Solubility: sol H2O, DMF, alcohols, EtOAc; insol cold ether.

Form Supplied in: colorless crystalline solid, widely available.

Preparative Methods: by heating Succinic Anhydride with Hydroxylamine or, better, hydroxylamine hydrochloride followed by crystallizations from ether, 1-butanol, and finally EtOAc.1

Purification: can be crystallized from 1-butanol, EtOAc, or EtOH-EtOAc.

Peptide Bond Formation.

The most important use of N-hydroxysuccinimide is in the formation of (isolable) activated derivatives of Na-protected a-amino acids, which subsequently undergo generally smooth coupling reactions with amino esters.

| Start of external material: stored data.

PR #3856, opened 2019-02-06
Retry starting Hyper-V

mfranciszkiewicz:


golem/docker/hypervisor/hyperv.py
```diff
@@ -62,6 +62,8 @@ class events(Enum):
     },
 }
 
+START_VM_RETRIES = 2
```
Wiezzel: Maybe put it in `HyperVHypervisor` class with all the other constants?

Wiezzel (approved):
:+1:

PR #3857, opened 2019-02-06
Use native SSH in docker-machine

Wiezzel:
~The script would raise an error in case the VM's IP has changed. Try-catch block with certificate regeneration was added to mitigate against this issue.~

~Changed error class in try-except block in `HyperVHypervisor.start_vm()` since `run_powershell()` raises `RuntimeError` not `CalledProcessError`.~

## Use native SSH in docker-machine

SSH connections to VMs were very slow due to bug in OpenSSH. Actually, every time ssh was called it would wait for the amount of time specified by the ConnectTimeout option (which obviously **is not** the expected behaviour for this option).

Because the ConnectTimeout was hard-coded in docker-machine to 10 seconds we could not reconfigure it. Instead we decided to use the --native-ssh option for docker-machine which doesn't use OpenSSH at all but the native (Go-based) implementation.

Since this option significantly speeded up starting VM we don't need the custom script for doing it.


mfranciszkiewicz (dismissed):

mfranciszkiewicz (approved):
Even better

Typically, 1,3-Dicyclohexylcarbodiimide (DCC) is used as the initial coupling agent (the HOSu-DCC method) (eq 1).1-3 N-Hydroxyphthalimide can be employed in much the same way, but a distinct advantage in the case of HOSu is its high water solubility, which facilitates product purification.

In some cases, up to 3% racemization has been observed when using the HOSu-DCC method, which renders it unsuitable for some types of peptide synthesis.4,5 Esters derived from HOSu are relatively reactive, as shown by a kinetic study of their rates of hydrolysis in aqueous buffers6 although, in some examples, endo-N-hydroxy-5-norbornene-2,3-dicarboximide has proven superior to HOSu in peptide bond formation.7 Of course, the HOSu-DCC method is not limited to peptide synthesis and is well suited to the preparation of amides in general, both from ammonia and primary amines (e.g. eq 2).8

In order to avoid the need for DCC, a number of activated derivatives of N-hydroxysuccinimide itself have been developed which react directly with, for example, an a-amino acid to provide the required activated a-amino acid esters. These include the commercially available carbonate (1), a stable crystalline solid obtained from HOSu and Trichloromethyl Chloroformate or from O-trimethylsilyloxysuccinimide and Phosgene,9 and the related phosphate (2) derived from HOSu and Diphenyl Phosphorochloridate under Schotten-Baumann conditions.10 Another alternative (also commercially available) is the oxalate (3), formed from HOSu and Oxalyl Chloride.11 In general, these intermediates react rapidly with an Na-protected a-amino acid, usually in the presence of a mild base such as pyridine, to provide excellent yields of the required hydroxysuccinimide esters, generally with less racemization than is sometimes associated with the HOSu-DCC method. It is also possible to carry out the entire process of peptide synthesis in one pot using these reagents.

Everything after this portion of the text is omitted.